I just finished reading "Drink" by Ann Dowsett Johnston. My age is 47 years old now. I am making efforts to take on my normal jaunty, radiant face for the world but inside I am a complete jumble.
Although I have realised for some time that I have issues with alcohol, this book helped me to deal with them. but strangely got me relieved to know I am not alone. I found myself troubled coping with many issues in my life'. I tend to seek comfort by abusing a usage of alcohol, thus you can assume that my alcoholic addiction didn't caused by genetics or lack of self control, it was caused by myself consciously. Life was too harsh for me, specifically the part of growing up - I was unpopular at my age, my dad was a serial cheater, even my mother had low self esteem issue because she was overweight at that time, I got no one to look after me except myself. My life eventually made me an independent person.
Strangely, I never drank in secondary school. Though, I went to University at an esteemed school which prided itself on its education'.and students prided themselves on their power to party. And so started my way into binge drinking and consequent bad character - beginning from black outs, to dreadful hangovers to unfitting sexual practices.
I came to understand that the only way for a corpulent young woman to have a sexual relation was to be intoxicated the same way as the boys.

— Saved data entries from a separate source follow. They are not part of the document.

PR #82, opened 2023-09-12
feat: decouple retrieval results from retrievals

bajtos:
1. Decouple `retrieval_results` table from `retrieval` to allow us to submit results for retrieval tasks with no linked `retrieval` row.

2. Rename `retrieval_results` to `measurements` to align with MERidian vocabulary.

3. Update `setRetrievalResult` to support the new data schema. This allows existing SPARK checkers to keep reporting measurements.

4. Remove `GET /retrieval/:id` endpoint and replace it with a new endpoint `GET /measurements/:id`. This endpoint is used by integration tests in SPARK checker, we will need to update these tests after this PR lands.

5. Create a new endpoint for submitting retrieval results based on per-round tasks - `POST /measurements`.

I am envisioning the following workflow for the SPARK checker node:
1. Get the current round & the tasks via `GET /rounds/current` - see #80
2. Pick a task, perform the retrieval
3. Call the new API `POST /measurement` to submit the result
4. Rinse and repeat

Connect to https://github.com/filecoin-station/spark/issues/13

### DIFF
--- a/index.js
+++ b/index.js
@@ -12,8 +12,8 @@ const handler = async (req, res, client, getCurrentRound) => {
     await setRetrievalResult(req, res, client, Number(segs[1]), getCurrentRound)
   } else if (segs[0] === 'retrievals' && req.method === 'GET') {
     assert.fail(501, 'This API endpoint is no longer supported.')
-  } else if (segs[0] === 'retrieval-results' && req.method === 'GET') {
-    await getRetrievalResult(req, res, client, Number(segs[1]))
+  } else if (segs[0] === 'measurements' && req.method === 'GET') {
+    await getMeasurement(req, res, client, Number(segs[1]))
   } else if (segs[0] === 'rounds' && req.method === 'GET') {
     await getRoundDetails(req, res, client, getCurrentRound, segs[1])
   } else {
@@ -76,7 +76,7 @@ const setRetrievalResult = async (req, res, client, retrievalId, getCurrentRound
   validate(result, 'attestation', { type: 'string', required: false })
 
   const { rows } = await client.query(`
-      INSERT INTO retrieval_results (
+      INSERT INTO measurements (
         spark_version,
         zinnia_version,
         cid,
@@ -120,11 +120,11 @@ const setRetrievalResult = async (req, res, client, retrievalId, getCurrentRound
   if (!rows.length) {
     assert.fail(404, 'Retrieval Not Found')
   }
-  json(res, { retrievalResultId: rows[0].id })
+  json(res, { measurementId: rows[0].id })
 }
 
-const getRetrievalResult = async (req, res, client, retrievalResultId) => {
-  assert(!Number.isNaN(retrievalResultId), 400, 'Invalid RetrievalResult ID')
+const getMeasurement = async (req, res, client, measurementId) => {
+  assert(!Number.isNaN(measurementId), 400, 'Invalid RetrievalResult ID')
   const { rows: [resultRow] } = await client.query(`
     SELECT
       id,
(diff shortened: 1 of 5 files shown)


test/test.js
```diff
@@ -475,16 +451,16 @@ describe('Routes', () => {
...
       await assertResponseStatus(res, 200)
       const body = await res.json()
-      assert.strictEqual(body.id, retrievalId)
+      assert.strictEqual(body.id, retrievalResultId)
       assert.strictEqual(body.cid, cid)
       assert.strictEqual(body.providerAddress, providerAddress)
       assert.strictEqual(body.protocol, protocol)
       assert.strictEqual(body.sparkVersion, '1.2.3')
       assert.strictEqual(body.zinniaVersion, '2.3.4')
-      assert(body.createdAt)
```
bajtos, line 487: In the new data schema, we don't have "retrieval created at", as this information won't be available in the new SPARK checker version.

We can use `finishedAt` field instead - this requires updating all Grafana charts.

Thoughts?

test/test.js
```diff
@@ -356,7 +358,10 @@ describe('Routes', () => {
       )
       await assertResponseStatus(res, 200)
     })
-    it('ignores duplicate submissions', async () => {
+
+    // Duplicate submissions are ok, because we filter out duplicates in the fraud detection step
+    it('allows duplicate submissions', async () => {
```
bajtos, line 363: Do we have any concerns about DoS attacks? Before my change, clients could submit only as many results as many measurements they created. After my change, they can remove as many measurements as they like. I think my change is not making the situation significantly worse than it was before.

juliangruber:
> Decouple retrieval_results table from retrieval to allow us to submit results for retrieval tasks with no linked retrieval row

I wonder if we even still need the `retrievals` table, now that we have `retrieval_tasks`. Would it make sense to merge `retrievals` into `retrieval_tasks`?

juliangruber:
> Remove GET /retrieval/:id endpoint and replace it with a new endpoint GET /retrieval-results/:id. These endpoints are used by integration tests in SPARK checker, we will need to update these tests after this PR lands.

Ideally (I think) we'll keep `/retrievals/:id` and make that serve retrieval tasks 🤔

bajtos:
@juliangruber I updated the PR based on our IRL discussion:

- Renamed `retrieval_results` to `measurements`
- Renamed `GET /retrieval-results/:id` to `GET /measurements/:id`

I also added a new endpoint `POST /measurements` to be used by the updated SPARK module.

I think this PR is going to break our Grafana charts, I'll update the queries to use the new table name `measurements` after this PR is landed.

test/test.js
juliangruber: Sgtm!

test/test.js
juliangruber: What do you mean by "clients can remove as many measurements as they like"?

index.js
```diff
@@ -11,7 +11,11 @@ const handler = async (req, res, client, getCurrentRound) => {
   } else if (segs[0] === 'retrievals' && req.method === 'PATCH') {
     await setRetrievalResult(req, res, client, Number(segs[1]), getCurrentRound)
```
juliangruber, line 12: Can we remove this route completely? SPARK clients have to update anyway and aren't rewarded yet, so I think we can prioritize the code cleanup now already

juliangruber (changes requested):

test/test.js
bajtos: Sorry, that was a typo. I meant:
_After my change, they can submit as many measurements as they like._

index.js
juliangruber: Got it, ok!

juliangruber, line 12:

I woke up one day, unclad sharing a bed with some guy in a frat house in Montreal..... I remember and it is indeed a miracle I didn't get severely wounded, hospitalised or in a detention cell for arrested drunks or pregnant.
Then life goes on - I dated a nice guy, at the same time registered as a nurse and achieved a masters degree. On weekend we hang out together, occasionally drank wine together, and when I'm not together with him I would buy me a bottle for myself.
Fast forward...marriage, .two conceptions, both during which I totally abstained, and never missed it. But then as life goes on, aging parents, ADHD child, stressed workaholic husband with infuriation problems.....wine on weekends turned into wine Thursday-Sunday.
We got too much cases of wine on our home because my husband got hooked on a local "brew-your-own"'. Often we drank a bottle or two wine at evening, it was our nightly ritual'. I secretly mixed my own cocktails and hide the glass in my baking cupboard so my husband won't find it
When I got home - I can only think about enjoying that drink'. Trying to mix it, keep refiling it until I fall asleep or pass out until morning, honestly I can't focus on handling household mess, I tried so hard to get my ADHD boy focus on homework, prying the other one off of his iPod. The first thing I do when I woke up in the mornings is worrying whom I may have accidentally texted while drunk, I almost lost control over myself and this routine goes on and on.
But there is more - two years ago I became entangled in a very fierce emotional affair with one of my son's ally's father. The affair never proceeded to sexual interaction (except for a few hugs and standing beside each other at sporting events) but if any of you have learnt about (or undergone) an emotional affair, the effect can be just as dramatic and powerful, if not more so than a sexual relationship. I was on seventh heaven - all the time my phone showed a message'.oh the rush of feelings. Usually we exchanged texts late into night, at times in the middle of the night, while we were at duty.
I was more jovial than I had ever been. The affair was getting dangerously near to crossing over the sexual line and he retreated. I have been crushed and lamenting this loss....and the drinking expanded.
My alcoholic beverage comforted me they alleviated the pain.
Every time I remember the events of my life, a sensation of guilt runs through me. Series of my drunken journey:
I am in guidance which has been an epiphany'..plus studying Ann's book and now detecting this site and studying alike narratives. I have a feeling that I am returning home.